[WHAT IS REQUIRED]
Starting with the line that contains "--- a/lib/commons/aria/required-owned.js", copy out each line through the end of the entries below, exactly as written, and nothing else.

[GIVEN DATA]
PR #2394, opened 2020-07-17
chore(required-children): work with standards object

straker:
Huge refactor of the code since we aren't using `implicitNodes` anymore. This is the last bit of code that uses the `lookupTable`

Part of issue #2108 

## Reviewer checks

### DIFF
--- a/lib/commons/aria/required-owned.js
+++ b/lib/commons/aria/required-owned.js
@@ -11,11 +11,11 @@ import standards from '../../standards';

[TASK RESULT]
--- a/lib/commons/aria/required-owned.js
+++ b/lib/commons/aria/required-owned.js
@@ -11,11 +11,11 @@ import standards from '../../standards';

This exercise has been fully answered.